=== STUDY MATERIAL ===

Issue #1094, opened 2019-10-08
ode2es fails for certain initial states


peterkirton:
For an initial state for which the elements of the density operator sum to 0 ode2es returns an empty list. Minimal example below

>from qutip import *
>H = sigmaz()
>psi0 = (basis(2,0) - basis(2,1)).unit() 
>L = liouvillian(H, [])
>es = ode2es(L, psi0)

To fix we need to change the checks in ode2es to be
>if abs(rho0.full()).sum() < 1e-10 + 1e-24:

which then checks the sum of the absolute values rather than the absolute value of the sum

PR #1095, opened 2019-10-08
fix error checking for null matrix in essolve

peterkirton:
Fix bug #1094


nathanshammah:
I'm disregarding the fails in tests on Travis CI as this is due to pre-existent conditions due to `smesolve`, not affected here.

PR #1098, opened 2019-10-09
Enhancement nonsquare superopreps

arnelg:
Convert between superop reps with non-square shape. Needed because quantum channels can have input and output spaces of different dimension.

Affected functions so far:
`vec2mat`, `_super_tofrom_choi`, `choi_to_kraus`, `kraus_to_choi`

Not sure how to deal with tensor product structures.


arnelg:
Some of the checks are failing, but this seems unrelated to the changes made in this pull request. Any thoughts?

nathanshammah:
Yes, the `smesolve` testit is failing elsewhere already and it's unrelated. Sorry could you explain me a bit the tensor issue and if this is merge-ready?

nathanshammah:
Cc @fminga.

arnelg:
@nathanshammah: Sure. An assumption had previously been hard-coded into various conversion functions between super-operator representations that the input and output Hilbert spaces for the superoperator have the same dimension. An example is `_super_tofrom_choi` which converts between Liouville and Choi matrix representations, for example the line:

``sqrt_shape = int(sqrt(data.shape[0]))``

This enhancement removes these assumptions and instead looks at the input and ouput dimensions of the `Qobj`s, which is stored in the `dims` attribute, to correctly convert in the case when the input and output dims are different. It's needed in all sorts of applications.

Ericgig:
Operator being square are assumed at many other places. Is it fine to only improve this part? If so, I am ok with merging as is.

arnelg:
> Operator being square are assumed at many other places. Is it fine to only improve this part? If so, I am ok with merging as is.

Ideally this assumption should be removed everywhere unless the function really do need the Qobj to be square for some fundamental reason. Unfortunately this assumption has been hardcoded in in many places for no good reason. I do not have a good overview over all the places this has been done. Fixing it in this one place does not break anything and at least allows this function to work generally for superoperators with different intput and output spaces. I don't see any disadvantage to fixing it on a case by case basis... It seems better than doing nothing.

fminga:
@arnelg What if we add a variable `shape` also to the `_super_tofrom_choi`, `choi_to_kraus`, and `kraus_to_choi` functions?
In that way,  if `shape=None` the function uses the old code, while if `shape="rectangular"` it implements the new version of the code.
Moreover, for the sake of completeness, I think this option should be implemented also in the Stinespring and $\chi$ representation.
Commenting the docstring on this issue could help the user, even if these are private functions.
I have been reviewing this with @nathanshammah.

arnelg:
> @arnelg What if we add a variable `shape` also to the `_super_tofrom_choi`, `choi_to_kraus`, and `kraus_to_choi` functions?
> In that way, if `shape=None` the function uses the old code, while if `shape="rectangular"` it implements the new version of the code.

I don't think this is a good idea. The "square" case is really just a special case of "rectangular", and there is no reason the user should need to specify that it is square or not through an additional argument. The code as submitted already correctly handles a square input (as before), so why create a separate code path? Also by sticking to one code path we ensure that if there is an error, it only needs to be fixed once.

> Moreover, for the sake of completeness, I think this option should be implemented also in the Stinespring and $\chi$ representation.
> Commenting the docstring on this issue could help the user, even if these are private functions.
> I have been reviewing this with @nathanshammah.

Yeah good point. I will have a look at this together with @joshcombes. (It is fine to accept the current pull request, and we can open another one for further improvements, however.)

joshcombes:
I'd be happy to help on the future improvements (e.g. chi and Stinespring) and integrating these changes with other parts of qutip. The more piecemeal we can make the changes the easier it will be to review.

nathanshammah:
Thank you for the details on the new updates. @fminga's suggestions seemed reasonable to me: personally, I would be somewhat reluctant to modify something that is so much at the heart of the library machinery (master equations, etc.) for what seems a very specific use. I admit that part of this is this resistance is that I cannot really foresee the implications of this change. Now the Qobj permute tests are failing for example. I also see your point for more general definitions. I would recommend that docstrings and tests be included and possibly even some dev notebook or tutorial, or even just a gist here.

nathanshammah:
I'm not sure the `Qobj permute` failing test is related, by the way.

arnelg:
> I'm not sure the `Qobj permute` failing test is related, by the way.

Yeah we actually figured this one out. It's a numerical round off error. `Qobj permute` uses `tidyup`, with the same numerical tolerance as is used when the quality of two `Qobj`s are compared in the test. Kind of lucky that it didn't fail before. We either have to change the test to use a larger tolerance in the comparison, or give an argument to `Qobj permute` to not use `tidyup`. This is not really related to this PR but I'll implement the change once we decide on the best solution.

Does anyone have thoughts on why `Qobj permute` uses `tidyup` by default in the first place? I don't know how `permute` actually implements the permutation, but naively I would have thought that a permutation could be done without any numerical error

nonhermitian:
I was probably being stupid. It does not need tidyup.

arnelg:
> Thank you for the details on the new updates. @fminga's suggestions seemed reasonable to me: personally, I would be somewhat reluctant to modify something that is so much at the heart of the library machinery (master equations, etc.) for what seems a very specific use.

OK let me think about this some more. Our plan is to not modify any core parts of the code, only superoperator representation conversion functions, and in such a way that passing a square superoperator gives exactly the same behavior as before. My argument against passing a "shape=rectangular" flag is that the information we need is already stored in the `Qobj` `shape` and `dims` attributes.  But I've removed the "merge ready" flag until we have thought it through some more.

nathanshammah:
We aim at delivering the next release in a couple of weeks. Maybe just adding tests to be sure nothing is broken here would help including this PR.

nathanshammah:
It is giving an error at 
```
ERROR: mesolve: super vs. density matrix as initial condition
File "/home/travis/miniconda/envs/test-environment/lib/python3.7/site-packages/nose/case.py", line 197, in runTest
    self.test(*self.arg)
  File "/home/travis/miniconda/envs/test-environment/lib/python3.7/site-packages/qutip-4.5.0.dev0+294d62c2-py3.7-linux-x86_64.egg/qutip/tests/test_mesolve.py", line 543, in testSuperJC
    fid = self.fidelitycheck(out1, out2, rho0vec)
  File "/home/travis/miniconda/envs/test-environment/lib/python3.7/site-packages/qutip-4.5.0.dev0+294d62c2-py3.7-linux-x86_64.egg/qutip/tests/test_mesolve.py", line 475, in fidelitycheck
    rhot = vector_to_operator(E*rho0vec)
  File "/home/travis/miniconda/envs/test-environment/lib/python3.7/site-packages/qutip-4.5.0.dev0+294d62c2-py3.7-linux-x86_64.egg/qutip/superoperator.py", line 280, in vector_to_operator
    q.data = sp_reshape(op.data.T, shape[::-1]).T
  File "/home/travis/miniconda/envs/test-environment/lib/python3.7/site-packages/qutip-4.5.0.dev0+294d62c2-py3.7-linux-x86_64.egg/qutip/sparse.py", line 135, in sp_reshape
    return zcsr_reshape(A, shape[0], shape[1])
  File "qutip/cy/spconvert.pyx", line 254, in qutip.cy.spconvert.zcsr_reshape
Exception: Total size of array must be unchanged.
```
Also, can you do a small change so that we can check if with the new `pytest` on Travis CI this is still the case?

joshcombes:
The error is genuine.

I think I have narrowed down the problem. The issue is reshaping (specifically vector_to_operator ) when the vector represents a tensor product system.

```python
from qutip import *


psi0 = tensor(basis(4, 0), basis(2, 0))
rho0vec = operator_to_vector(ket2dm(psi0))

print(rho0vec)


vector_to_operator(rho0vec)
```

joshcombes:
So the last commit fixed the **Travis CI** problems.

Aside from writing test and documentation I think there is one issue left. It has to do with constructing non square operators. Consider

```python

from qutip import *

zero = basis(2,0) 
one = basis(2,1)

zero_log = tensor(zero, zero, zero)
one_log = tensor(one, one, one)

print(zero_log)

print(zero.dag())

zero_log * zero.dag()

```

The last line fails. 

```python
<ipython-input-69-9ea42be37847> in <module>
     11 print(zero.dag())
     12 
---> 13 zero_log * zero.dag()

~/qutip/qutip/qobj.py in __mul__(self, other)
    544 
    545             else:
--> 546                 raise TypeError("Incompatible Qobj shapes")
    547 
    548         elif isinstance(other, np.ndarray):

TypeError: Incompatible Qobj shapes
```

It seems like '*' should allow one to construct non square operators, otherwise they need to constructed in numpy and then turned into a Qobj. In the latter case the `dims` won't be correct as the tensor product structure is not understood.

Ericgig:
Presently the condition in `Qobj.__mul__` is `left.dims[1] == right.dims[0]`. So the tensor dims `[1,1,1] `is causing the problem. You could create a special rule for this case (`self.shape[1] ==1 and  other.shape[0] == 1`).

joshcombes:
Update.

### Summary 

This PR helps convert between superop reps with non-square shape. This is needed because quantum channels can have input and output spaces of different dimension.

It works between super, choi, kraus. It correctly handles tensor product structures and systems with different dimensions e.g. a qubit and a qutrit. 

It does not work for Chi rep or the Steinspring rep. In the Chi rep only the qubit Pauli basis has been implemented. One would need to first get the Chi rep working for Qudits.  At the moment it is unclear how to generalize to the Stinespring rep. 

**changes**
- in `type_from_dims` the flag `enforce_square` was set to `False`. This helps in the conversion.
- in `qobj`,  `__mul__` was extended to allow construction of non square operators from an outer product using the suggestion of @Ericgig 
- `_super_tofrom_choi`, `choi_to_kraus`, `kraus_to_choi` have been changed so they work with non-square shapes.
- to support the above changes `vector_to_operator` and `vec2mat` were changed to allow for non square shapes

**other changes**
- `Qobj permute`. `tidyup` was removed from  to resolve a failing test at the suggestion of @nonhermitian 
- `choi_to_kraus` and `to_kraus`. When converting from Choi to to Kraus there are many small norm Kraus operators. A `tol` parameter was added to help remove these spurious operators.


### Added Tests
**test_superoperator_reps**
- Convert non-square Kraus operator to Super + Choi matrix and back.
- Neglect tiny Kraus operators when converting Choi to Kraus.

**test_superoper**
- Operator - vector - operator conversion with a tensor product state.
- Operator - vector - operator conversion for non-square matrix

**test_qobj**
- bra and ket multiplication with different dims e.g. [N, 1] and [1, M] for M \neq N

joshcombes:
Update Travis build passes.

### Summary 

This PR helps convert between superop reps with non-square shape. This is needed because quantum channels can have input and output spaces of different dimension.

It works between super, choi, kraus. It correctly handles tensor product structures and systems with different dimensions e.g. a qubit and a qutrit. 

It does not work for Chi rep or the Steinspring rep. In the Chi rep only the qubit Pauli basis has been implemented. One would need to first get the Chi rep working for Qudits.  At the moment it is unclear how to generalize to the Stinespring rep. 

**changes**
- in `type_from_dims` the flag `enforce_square` was set to `False`. This helps in the conversion.
- in `qobj`,  `__mul__` was extended to allow construction of non square operators from an outer product using the suggestion of @Ericgig 
- `_super_tofrom_choi`, `choi_to_kraus`, `kraus_to_choi` have been changed so they work with non-square shapes.
- to support the above changes `vector_to_operator` and `vec2mat` were changed to allow for non square shapes

**other changes**
- `Qobj permute`. `tidyup` was removed from  to resolve a failing test at the suggestion of @nonhermitian 
- `choi_to_kraus` and `to_kraus`. When converting from Choi to to Kraus there are many small norm Kraus operators. A `tol` parameter was added to help remove these spurious operators.


### Added Tests
**test_superoperator_reps**
- Convert non-square Kraus operator to Super + Choi matrix and back.
- Neglect tiny Kraus operators when converting Choi to Kraus.

**test_superoper**
- Operator - vector - operator conversion with a tensor product state.
- Operator - vector - operator conversion for non-square matrix

**test_qobj**
- bra and ket multiplication with different dims e.g. [N, 1] and [1, M] for M \neq N

Ericgig:
There is a small pep8 typo to fix. Otherwise seems good to me.

joshcombes:
> There is a small pep8 typo to fix. Otherwise seems good to me.

Thanks, it should be fixed now.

===

__PROBLEM REQUIREMENTS__:
Collect, from the material above, every line containing the word "envs".

__EXPECTED ANSWER__:
File "/home/travis/miniconda/envs/test-environment/lib/python3.7/site-packages/nose/case.py", line 197, in runTest
  File "/home/travis/miniconda/envs/test-environment/lib/python3.7/site-packages/qutip-4.5.0.dev0+294d62c2-py3.7-linux-x86_64.egg/qutip/tests/test_mesolve.py", line 543, in testSuperJC
  File "/home/travis/miniconda/envs/test-environment/lib/python3.7/site-packages/qutip-4.5.0.dev0+294d62c2-py3.7-linux-x86_64.egg/qutip/tests/test_mesolve.py", line 475, in fidelitycheck
  File "/home/travis/miniconda/envs/test-environment/lib/python3.7/site-packages/qutip-4.5.0.dev0+294d62c2-py3.7-linux-x86_64.egg/qutip/superoperator.py", line 280, in vector_to_operator
  File "/home/travis/miniconda/envs/test-environment/lib/python3.7/site-packages/qutip-4.5.0.dev0+294d62c2-py3.7-linux-x86_64.egg/qutip/sparse.py", line 135, in sp_reshape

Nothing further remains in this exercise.